- Opening Delimiter -
PR #20214, opened 2023-11-13
feat(angular): support application builder for cypress component testing

Pascalmh:
## Current Behavior
Using the Application Builder as the executor the "component-test" target fails using cypress because the `main` property in the `options`-object was renamed to `browser`.

## Expected Behavior
Use the `browser` property when the `main` property is missing.

See: https://angular.io/guide/esbuild#using-the-application-builder

### DIFF
--- a/packages/angular/plugins/component-testing.ts
+++ b/packages/angular/plugins/component-testing.ts
@@ -73,7 +73,7 @@ ${e.stack ? e.stack : e}`
   const buildTarget = getBuildableTarget(ctContext);
 
   if (!buildTarget.project && !graph.nodes?.[buildTarget.project]?.data) {
-    throw new Error(stripIndents`Unable to find project configuration for build target. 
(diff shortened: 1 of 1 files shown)


leosvelperez (approved):

packages/angular/plugins/component-testing.ts
```diff
@@ -322,6 +322,7 @@ function withSchemaDefaults(options: any): BrowserBuilderSchema {
   options.outputHashing ??= 'none';
   options.progress ??= true;
   options.scripts ??= [];
+  options.main = options.main ??= options.browser;
```
alfaproject, line 325:
```js
  options.main ??= options.browser;
```

Pascalmh: Good catch, removed the check here: #20382

I like the co-location of the checks that throw errors more then having only a single condition/branch.

PR #20224, opened 2023-11-13
fix(angular): serve host app with --skipRemotes='*'

sokolovstas:
set `--all=false` for static remotes building in `module-federation-dev-server`

## Current Behavior
When I run command `nx serve web-app --skipRemotes='*'` serve failed because I don't have remotes to build. `run-many` exit with code not 0

## Expected Behavior
When I run command `nx serve web-app --skipRemotes='*'` no remotes builded and only host served


Coly010 (commented):
I’m not sure this is the correct approach to solving this issue. 

I’ll have a think about it and respond when I have a better approach.

PR #20243, opened 2023-11-14
feat(webpack): add plugin to automatically configure build and serve targets

jaysoo:
This PR adds support for projects using `webpack.config.js` files to have their `build`, `serve`, and `preview` targets automatically configured by `@nx/webpack/plugin`.

Just need to add to your `nx.json` file:

```json5
{
  //...
  plugins: ['@nx/webpack/plugin']
}
```

The plugin will support both `composePlugins` and `NxWebpackPlugin` usages. The former requires a new `isNxWebpackComposablePlugin` function that checks if a `nxWebpackComposablePlugin` exists on the exported function. Otherwise, the function could be a normal [webpack config function](https://webpack.js.org/configuration/configuration-types/#exporting-a-function).

When `NX_PCV3=true`, Wwe'll also generate projects with options set in webpack config files using `NxWebpackPlugin`, rather than in `project.json`.

e.g.

```js
const { NxWebpackPlugin } = require('@nx/webpack');
const { NxReactWebpackPlugin } = require('@nx/react');

// Standard webpack config format, no Nx-specific logic
module.exports =  {
  plugins: [
    new NxWebpackPlugin({
      compiler: 'babel',
      index: './src/index.html',
      main: './src/main.tsx',
      tsConfig: './tsconfig.app.json',
      baseHref: '/',
      assets: ['./src/favicon.ico', './src/assets'],
      styles: ['./src/styles.css'],
    }),
    NxReactWebpackPlugin({
      // Uncomment this line if you don't want to use SVGR
      // See: https://react-svgr.com/
      // svgr: false
    }),
  ],
};
```

If `NX_PCV3=true` is not set, then everything behaves as normal.

**Note:** We use relative paths (e.g. `main: './src/main.tsx'`), or absolute paths (e.g. `output: { path: join(__dirname, '...') }`). Previously inside targets, we used paths relative to workspace root, which doesn't make sense in the new setup. You can still use paths from the workspace root to make migration easier.

## Summary of changes

- Add `@nx/webpack/plugin` that uses `CreateNodes`  to infer build, serve, and preview targets
- Support standard webpack configuration, even the functional format that exports a `(env, args) -> config` [function](webpack.js.org/configuration/configuration-types/#exporting-a-function)
- Option defaults are moved from `schema.json` of webpack build executor to plugins (e.g. `withNx` and `NxWebpackPlugin`)
- Our webpack plugins can load in both the "reading" phase of Nx (e.g. during `CreateNodes`), and during actual task run (e.g. webpack build) -- need to read out options like `config.output.path` to determine what's cached
- Our composable webpack plugins (e.g. `withNx`) works with normal webpack CLI
- Add `webpack-cli` as a workspace dep in `@nx/webpack:init` generator
- `withWeb` is merged into `withNx`, and a deprecation message is show to user when used -- this should not impact most users, since `withWeb` is not used for React
- Generated apps will have options, such as `main` and `tsConfig`, configured in `webpack.config.js` rather than `project.json` -- existing apps will continue to function as before

##  TODO
- [x] Cache targets so we don't slow down project graph generation
- [x] e2e tests to cover PCv3 cases


mandarini (approved):

packages/webpack/src/executors/dev-server/lib/get-dev-server-config.ts
```diff
@@ -47,11 +25,14 @@ function getDevServerPartial(
   }
 
   const config: WebpackDevServerConfiguration = {
-    host: options.host,
-    port: options.port,
+    // TODO(wip): These should be read from actual config
+    host: serveOptions.host ?? 'localhost',
```
jaysoo, line 29: remove these

packages/webpack/src/plugins/plugin.ts
```diff
@@ -0,0 +1,185 @@
...
+    context.nxJsonConfiguration.targetDefaults
+  );
+
+  if (buildTargetDefaults?.cache === undefined) {
+    targets[options.buildTargetName].cache = true;
+  }
+
+  if (buildTargetDefaults?.inputs === undefined) {
+    targets[options.buildTargetName].inputs =
+      'production' in namedInputs
```
FrozenPandaz, line 143: This should now have an input of the `webpack-cli`.

https://github.com/nrwl/nx/blob/a57122d47c0b9d2ae94facd5a865645093067342/packages/cypress/src/plugins/plugin.ts#L338C41-L338C41

FrozenPandaz (changes requested):

FrozenPandaz (approved):

ndcunningham (approved):

PR #20250, opened 2023-11-15
docs(core): nx-cloud concepts section

isaacplmann:
[Creates a Concepts section under Nx Cloud.](https://nx-dev-git-fork-isaacplmann-docs-ci-concepts-nrwl.vercel.app/nx-cloud/concepts)

No content changes, just moving pages around.

- Nx Cloud -> Account was split between Concepts and Recipes
- Improve Worst Case CI Times was moved from Nx Concepts to Cloud Concepts
- Nx Cloud -> Account -> Users was deleted
- Moved Nx Cloud Workflows under features instead of having it in the Intro section


nx-dev/nx-dev/redirect-rules.js
```diff
@@ -437,6 +437,13 @@ const nxCloudUrls = {
     '/nx-cloud/recipes/on-premise/auth-saml-managed',
   '/nx-cloud/private-cloud/advanced-config':
     '/nx-cloud/recipes/on-premise/advanced-config',
+  '/concepts/dte': '/nx-cloud/concepts/dte',
+  '/nx-cloud/intro/nx-cloud-workflows': '/nx-cloud/concepts/nx-cloud-workflows',
```
juristr, line 441: I think it should be `/nx-cloud/features/nx-cloud-workflows`.

docs/generated/manifests/cloud.json
```diff
@@ -40,16 +30,6 @@
...
-    "id": "nx-cloud-workflows",
-    "name": "Nx Cloud Workflows",
-    "description": "",
-    "file": "nx-cloud/intro/nx-cloud-workflows",
-    "itemList": [],
-    "isExternal": false,
-    "path": "/nx-cloud/intro/nx-cloud-workflows",
-    "tags": []
-  },
   "/nx-cloud/features": {
```
juristr, line 33: I'd call this section "Core Features" just like we do on the Nx section.

juristr (changes requested):
Can we improve the [Improve Worst Case CI Times](https://nx-dev-git-fork-isaacplmann-docs-ci-concepts-nrwl.vercel.app/nx-cloud/concepts/dte)
- I'd change the title to a concept page that speaks about "Improving CI Times" or "Improving CI Speed"
- The structure could be
	- Running tasks serially, like `nx build app1`, `nx build app2`, `nx test...` etc
	- Running tasks in parallel with `run-many` and `--parallel` => but obviously process limits, doesn't scale etc..
	- Affected commands
	- Manual binning
	- Distribution with Nx Cloud
- I think we can still keep the pros/cons, but I'd not have it as section titles, but rather as a table at the end of each of the sections; so we can explain the concept and then have the pros/cons table for a quick overview
- the idea I'd want to convey is that these things can be applied incrementally;

We need to improve the [Security Scenarios](https://nx-dev-git-fork-isaacplmann-docs-ci-concepts-nrwl.vercel.app/nx-cloud/concepts/scenarios) as discussed already previously; we can also do that in a subsequent PR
- Closing Delimiter -
**Problem requirements:**
Take the listing above and repeat exactly the lines from the one containing "docs(core): nx-cloud concepts section" through the one containing "- Improve Worst", both included.

**Answer below:**
docs(core): nx-cloud concepts section

isaacplmann:
[Creates a Concepts section under Nx Cloud.](https://nx-dev-git-fork-isaacplmann-docs-ci-concepts-nrwl.vercel.app/nx-cloud/concepts)

No content changes, just moving pages around.

- Nx Cloud -> Account was split between Concepts and Recipes
- Improve Worst Case CI Times was moved from Nx Concepts to Cloud Concepts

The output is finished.